[Saved data entries]
+ + + + +

PR #1272, opened 2016-03-21
AssetImporter can import a subset animation frames.

neat3d:
Example:
c:/>AssetImporter model xxx.fbx xxx.mdl -split 10 40

You will get a .ani file only with subanimation from frame 10 to frame 40.


ffpwserver:
Nice work guy ^_^

cadaver:
Merged, thanks! Btw. for future reference, enable showing whitespace characters in your editor / IDE and use spaces not tabs to match the existing Urho3D code.

PR #1274, opened 2016-03-23
Moved container begin and end from std to Urho3D namespace

Modanung:
This makes range based for loops work for me.
When begin and end are in the std namespace I get compiler errors saying they have not been declared.

### DIFF
--- a/Source/Urho3D/Container/HashMap.h
+++ b/Source/Urho3D/Container/HashMap.h
@@ -719,11 +719,6 @@ private:
     unsigned Hash(const T& key) const { return MakeHash(key) & (NumBuckets() - 1); }
 };
 
-}
-
-namespace std
-{
-
 template <class T, class U> typename Urho3D::HashMap<T, U>::ConstIterator begin(const Urho3D::HashMap<T, U>& v) { return v.Begin(); }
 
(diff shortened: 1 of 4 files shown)


1vanK:
I think it owerride std::begin() and std::end() for **Range-Based For** if user code not in Urho3D namespace 

http://www.drdobbs.com/cpp/auto-types-and-range-based-for-statement/232900460

Modanung:
It would probably have been better to have made these changes in a topic branch, wouldn't it?

damu:
It's supposed to overwrite begin and end with the Urho container types as parameters like
`begin(const Urho3D::HashMap<T, U>& v)`
Range based for loops work by looking up t::begin() and t::end() and if those don't exist it looks for begin(const T&) and end(const T&).
They should work when in a namespace that is being used like `using namespace std;` (I think). Putting them outside a namespace is better though as then you don't have to use `using namespace NAMESPACE;`.

Modanung:
From [StackOverflow](http://stackoverflow.com/a/31457319/3618748):
> The way to make a for(:) loop work on your type X is now one of two ways:
> - Create member X::begin() and X::end() that return something that acts like an iterator
> - Create a free function begin(X&) and end(X&) that return something that acts like an iterator in the same namespace as your type X.

Modanung:
I'll create a new pull request using a branch.

PR #1280, opened 2016-03-24
Update pugixml from 1.5 to 1.7

cosmy1:


cadaver:
Thanks! Will have to see if the Urho3D modifications to the previous version are no longer necessary. If it was only the xpath_node copy constructor, then it seemed to be already included.

However, when you update a library, please take the time to update Urho documentation referring to version numbers at the same time: README.md and Docs/Urho3D.dox.

cosmy1:
Didn't know, I'll do it right now

PR #1281, opened 2016-03-24
Add missing Italian localization entries

cosmy1:


cadaver:
Can you remove the pugixml update commit, since this is then easier to apply?

cosmy1:
Someone can translate those to French?

PR #1282, opened 2016-03-24
Add missing Italian localization entries

cosmy1:


cosmy1:
Someone can translate those to French?

@cadaver I did a mistake and removed the commit from the other PR so I made a new one

cadaver:
There are commas missing after the Russian translations, making it not work as a JSON array as intended.

cosmy1:
Yes, right! Should work now

PR #1283, opened 2016-03-24
Fix signed/unsigned mismatch in FontFaceFreeType.cpp

cosmy1:


cadaver:
When casting numbers, the existing Urho code has preferred simple C-style casts.

cadaver:
Thanks!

+ + + + +

Your assignment » Some lines above may contain the string "same". State how many of them the records have, and nothing more.

Solved problem » 2